Nicholas and Edward both began to speak. Nicholas gave way to the older man, so Edward said, ‘I have taken great care to tell my people to respect your dig, Malpas, and on no account to trespass on your territory, but if your trench is carried to what appears to be its logical conclusion, it seems to me that you and Nicholas will encroach quite disastrously on mine. Do you really intend to undermine the foundations of at least one of my flanking-towers? Do you really need quite so much room?’
‘Well,’ said Malpas, maintaining his easy tone, ‘at present it is hardly possible to tell, because these Bronze Age barrows varied so much in size. Owing to your Norman castle-builders and their determination to make a large jousting-yard or whatever they intended, the outer surface indications of my barrow have been lost. The thing could have been as wide in diameter as a hundred and twenty feet or as narrow as thirty feet across. In the ordinary way we should have something to guide us, but here we are at a singular disadvantage except for the very useful guideline of your defensive ditch. I am convinced that the ditch once formed part of my henge.’
‘I am left wondering what makes you think there was ever a barrow here at all. It seems to be merely guesswork on your part.’

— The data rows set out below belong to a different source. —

PR #3375, opened 2022-08-25
Style links with the timeline of the reference they point to

toji:
Script takes less than 20ms to run in my tests, and doesn't shift the layout, so having this run on the client side shouldn't be too disruptive. I'd prefer to do it as a bikeshed plugin, but as far as I can tell those don't exist.

### DIFF
--- a/spec/index.bs
+++ b/spec/index.bs
@@ -14696,7 +14696,7 @@ Eventually all of these should disappear but they are useful to avoid warning wh
 // Small script to collect all xrefs that refer to different timelines and highlight
 // them with an appropriate style.
 
-const dataLinks = document.querySelectorAll('[data-link-type]');
+const dataLinks = document.querySelectorAll("[data-link-type='abstract-op'], [data-link-type='dfn'], [data-link-type='attribute']");
 for (const dataLink of dataLinks) {
     const linkUrl = dataLink.getAttribute('href');
     if (linkUrl && linkUrl.startsWith('#')) {
--- a/spec/index.bs
+++ b/spec/index.bs
@@ -2872,8 +2872,6 @@ dictionary GPUBufferDescriptor : GPUObjectDescriptorBase {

‘Not at all. There has been a reconnaissance from the air. Your defensive ditch forms the arc of a circle, the old name for the village here was Yarlbury and the presence of barrows on neighbouring hillsides suggests the distinct possibility that there could have been one here. The sighting from the air.was pretty positive. Where one finds water, such as the little river which winds round this hillside, one expects to find an early settlement and where there were settlers there were graves. It’s as simple as that.’
‘Maybe, but that does not entitle you to encroach on my flanking-towers.’

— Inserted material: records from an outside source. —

PR #3377, opened 2022-08-26
[editorial] Fix logo's

munrocket:
Continuing #3352


toji (approved):
Thank you for addressing the gaps in the SVG! These all appear to me to be a visual improvement over the previous versions, so I'm happy with them.

kainino0x (changes requested):
I do think this is an improvement, but as rendered in Chrome/Firefox/Safari on my machine there are still little artifacts here and there:
image
image
image

Inkscape shows why:
image

I'd do one of two things. Either set (maybe .5px) strokes on all triangles and use `stroke-linejoin: round` so they line up perfectly:
image

or make them actually overlap:
image

Finally, there are still some alignment issues which are making the gap worse. This one is seen in webgpu-notext.svg (zoomed to 25600%):

image

kainino0x:
Having the shapes overlap seems to be the most robust. Even a 1px stroke disappears and the gap artifact slightly returns when you scale so that that's smaller than 1 screen pixel.

munrocket (commented):
Sorry for so long review. Looks like this is the first time when I am review suggested changes. 🥹

kainino0x (approved):
Great! I think there are still some tiny nits we could improve someday if we want (slight oddities at corners due to the stroke), but these are concretely better - I'm seeing no gaps between triangles at various resolutions which is much nicer!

‘Oh, my dear fellow,’ said Malpas, still smiling but with an edge to his voice, ‘you mustn’t be greedy! According to that plan which you drew so expertly on the damp sand, you expect to uncover the foundations of at least ten of the things. Surely to lose one of them is no great matter.’
‘It matters to me. You might as well say that the loss of one plate out of a priceless dinner-service is no great matter, but I don’t think the owner would agree with you, any more than a person who had an unique set of chessmen would think that a missing or replaced and inferior pawn did not matter.’

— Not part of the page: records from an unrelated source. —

PR #3379, opened 2022-08-26
[editorial] Uniformity examples

alan-baker:
* Add uniformity examples to the spec
  * example code
  * graph
  * explanation

Not a complete set. I'm interested in feedback on how these look and how easy to understand they are. See https://github.com/gpuweb/gpuweb/pull/3379#issuecomment-1231088320 rendered previews.


wgsl/index.bs
```diff
@@ -9249,6 +9249,51 @@ Any node which is not visited by these reachability analyses can be proven to be
...
+      if (pos.x < 0.5) {
+        _ = textureSample(t, s, pos.xy);
+      }
+    }
+  </xmp>
+</div>
+
+<figure>
+  <figcaption>Uniformity graph</figcaption>
+  <object type="image/svg+xml" data="img/uniformity_1.mmd.svg"></object>
```
dneto0, line 9282: The diagram does not show up in the preview.
The bikeshed generation uses a tarball that contains all the sources.  Maybe you have to add the diagram subdirectory to the tarball?
Also the index.pre.html target should depend on `diagrams`

See https://github.com/gpuweb/gpuweb/blob/ed4030a32ee652413921e90602db4bb1ce2b0abb/wgsl/Makefile#L12

wgsl/index.bs
```diff
@@ -9249,6 +9249,51 @@ Any node which is not visited by these reachability analyses can be proven to be
...
+</figure>
+
+Beyond error due to the `textureSample` function call, the example also shows
```
dneto0, line 9285: I'd drop the "Beyond the..." preamble.

Suggest: 

> The example also shows....

dneto0 (changes requested):
Main issue is the diagram is not showing. :-)

.github/workflows/preview-pull-request.yml
```diff
@@ -65,7 +65,7 @@ jobs:
         if: ${{ github.event.workflow_run.event == 'pull_request' && env.PR }}
         run: |
           export PATH="$(python3 -m site --user-base)/bin:${PATH}"
-          sh tools/install-dependencies.sh bikeshed wgsl
+          sh tools/install-dependencies.sh bikeshed wgsl diagrams
```
mehmetoguzderin, line 68: I think we should adjust this after https://github.com/gpuweb/gpuweb/pull/3384 gets merged, as there are some aspects like diagrams might not be getting into the base from the head too. Thank you for the understanding.

mehmetoguzderin (changes requested):

.github/workflows/preview-pull-request.yml
mehmetoguzderin: (not meaning in any sense for that PR to be a blocker on this one- could it be possible to tentatively upload preview of diagram in PR description or comment?)

alan-baker: Yeah, I saw that PR, but I wanted people to be able to see the diagram here regardless. Happy to rework this once yours lands.

mehmetoguzderin: This might not show in preview since the system depends on main of repo version (further, we need improvement to fetch `mmd.svg` files from head). I'll try to add this support in new one if it deploys w/o issue.

alan-baker: When I look at the API side, the generated svgs are checked in, so I'm going to follow that example. Hopefully that works and I'll revert the build and action changes.

mehmetoguzderin: @alan-baker , the only workaround that I can think of for the time being is embedding SVG as data image ( https://yoksel.github.io/url-encoder/ ). Please see the following line and its surrounding for reference to why things might not work out:

https://github.com/gpuweb/gpuweb/blob/main/.github/workflows/preview-pull-request.yml#L35

alan-baker:
Here is the image in the PR.

uniformity_1 mmd

wgsl/index.bs
kainino0x: The bikeshed tarball only needs to have the bikeshed sources in it so it can generate index.html. The images/svgs don't get embedded in index.html. So `make diagrams` only needs to be run if the diagrams need to be regenerated.

kainino0x:
I figured out the problem with the preview step. I'm not sure exactly how to fix it, but the diagram should work once you land it.

kainino0x:
https://github.com/gpuweb/gpuweb/issues/3386

mehmetoguzderin:
@alan-baker the latest preview shows the diagram! (hopefully we host it directly on GitHub very soon)

alan-baker:
I think this is ready for a full review now.

mehmetoguzderin (approved):
LGTM. I believe that (as long as mermaid permits) we can inspect these diagrams for a less blobby look and more comfortable mobile viewing experience but this PR gets a lot done already so these can go into consecutive PRs; people should benefit from these being in the upstream draft.

wgsl/index.bs
```diff
@@ -9286,6 +9286,247 @@ Any node which is not visited by these reachability analyses can be proven to be
...
+  </figure>
+</div>
+
+The example also shows that uniformity of the control flow after the if
+statement is the same as the uniformity prior to the if statement (CF_return
+being connected to CF_start).
+That is, the control flow is once again uniform after the if statement (because
+it is guaranteed to start as uniform control flow at the beginning of the entry
+point).
+If the `textureSample` function call been moved outside the if statement the
```
dneto0, line 9331: "call been moved"   ->  "had been moved"

wgsl/index.bs
```diff
@@ -9286,6 +9286,247 @@ Any node which is not visited by these reachability analyses can be proven to be
...
+program would have been valid.
+Likewise, if the condition of the if statement were a uniform value (e.g. each
+invocation read the same value from a [=uniform buffer=]), the program would
+also have been valid.
+
+#### Function-scope Variable Uniformity #### {#uniformity-example2}
+
+This example show both a valid and an invalid
```
dneto0, line 9339: "example show both" -> "eample shows both"

wgsl/index.bs
```diff
@@ -9286,6 +9286,247 @@ Any node which is not visited by these reachability analyses can be proven to be
...
+[[#sync-builtin-functions|barrier]] function call that depend on the value of a
+function-scope variable.
+The `workgroupBarrier` is invalid because the value of `x` is derived from the
+mutable module-scope variable `a`.
+The `storageBarrier` is valid because the value of `x` is derived from the
+immutable module-scope variable `b`. 
+This example highlights the [[#func-var-value-analysis|value analysis']]
+ability to separate different periods of uniformity in a function-scope
+variable's lifetime.
+This example also clearly shows that uniformity returns to the control flow
```
dneto0, line 9349: Suggest rewording to

> shows that control flow becomes uniform again after the the end of the  first if statement.  We know this because that section of the graph...

wgsl/index.bs
```diff
@@ -9286,6 +9286,247 @@ Any node which is not visited by these reachability analyses can be proven to be
...
+
+#### Composite Value Analysis Limitations #### {#uniformity-example3}
+
+One limitation of the uniformity analysis is that it does not track the
+[=components=] of a [=composite=] value independently.
+That is, any non-uniform component value will cause the analysis to treat the
+entire composite value as non-uniform.
+This example illustrates this issue and a potential workaround that shader
+authors can employ to avoid this limitation.
+
```
dneto0, line 9393: No request for change.

But this is going to break the common pattern of making a single struct to collect all pipeline inputs.  I'm sure the committee will hear feedback.

wgsl/index.bs
```diff
@@ -9286,6 +9286,247 @@ Any node which is not visited by these reachability analyses can be proven to be
...
+#### Uniformity in a Loop #### {#uniformity-example4}
+
+In this example, there is an invalid `workgroupBarrier` function call in a
+loop.
+The non-uniform built-in value `local_invocation_index` is the ultimate cause
+despite the fact that it appears after the barrier in the loop.
+This occurs, because on later iterations some of the invocations in the
+workgroup will have exited the loop prematurely while others attempt to execute
+the barrier.
+The analysis models the inter-iteration dependencies as edge where the control
```
dneto0, line 9460: "as edge where"  -> "as an edge, where"

wgsl/index.bs
```diff
@@ -9286,6 +9286,247 @@ Any node which is not visited by these reachability analyses can be proven to be
...
+<div class=example4>
+  <figure>
+    <figcaption>Uniformity graph</figcaption>
+    <object type="image/svg+xml" data="img/uniformity_4.mmd.svg"></object>
+  </figure>
+</div>
+
+#### User-defined Function Calls #### {#uniformity-example5}
+
+This example is modification of the [[#uniformity-example1|first example]] that
```
dneto0, line 9487: " that uses" -> " but uses"

wgsl/index.bs
```diff
@@ -9286,6 +9286,247 @@ Any node which is not visited by these reachability analyses can be proven to be
...
+uses a user-defined function call.
+The analysis tags both parameters of `scale` as
+[=ParameterRequiredToBeUniformForReturnValue=].
+This leads to the path in `main` between the return value of the `scale`
+function call and the built-in value position.
```
dneto0, line 9492: Use backticks ?  `position`

Or write "the `position` built-in value"

dneto0 (approved):
These are great.
Minor editorial changes suggested.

‘It’s like this, you see, Edward,’ said Nicholas, ‘I agree with you that the primary grave is the one we are almost bound to find. It will be in the middle of our circle and too deep down to have been disturbed, we hope, but we don’t want to miss a secondary interment or a satellite grave, either of which will be nearer the surface than the primary burial. I can’t believe that one flanking tower (which, in any case, will only be a duplicate of all the others) can be regarded as of greater importance than secondary and satellite graves which will certainly not be duplicates of the primary burial.’
‘You are entitled to your opinion,’ said Edward, in a tone which belied these words, ‘but the loss of the foundations of even one flanking-tower would make every difference to my work on the site. If you insist upon completing the trench you have marked out with your pegs, my reconstruction of the fortifications will be ruined. After all, you have no proof that there were any secondary graves, whereas I know the layout of my flanking-towers exactly. We must go to arbitration, I suppose.’
‘And who is to arbitrate?’ asked Malpas.
‘The owner of the property or his secretary or bailiff. They will be able to tell us which of us has the prior claim to the site.’
‘Whose letter got there first, you mean?’ said Nicholas. ‘That seems reasonable. What do you say, Veryan?’
‘That my work is of greater importance than his. Finding out whose letter got to the landowner first is not going to solve any problems,’ replied Veryan, turning away.
‘Look,’ said Tynant, before he followed his leader, ‘I’ll try to persuade him to leave undermining your walls until the very last. If we find secondary burials during the earlier part of our dig, it may not be necessary to touch your foundations at all. How would that be?’
‘Thanks, but you won’t be able to persuade him to delay any part of his work if he doesn’t want to.’
‘Then I’ll get Susannah to have a try. It would be difficult for any man to refuse her anything, and I know he finds her very charming.’
Dinner at both hotels that evening was an unusually dull meal, Veryan appeared to be brooding, the two boys were tired and Tynant found it hard work to promote any conversation at all. At the Horse and Cart the usually mild Saltergate was sufficiently incensed by Veryan’s intransigent attitude to discuss it bitterly with his wife in front of the two girls and Susannah. Susannah, who had a foot in both camps, was silent for almost the whole of the meal and as soon as it was over she collected the two young women and the three went straight back to their caravan.
A little later Bonamy and Tom left the Barbican and went in Bonamy’s car to the pub they had discovered in Stint Magna. Fiona heard the car drive off and said she wished she were going with them.
‘I thought you despised their company,’ said Priscilla.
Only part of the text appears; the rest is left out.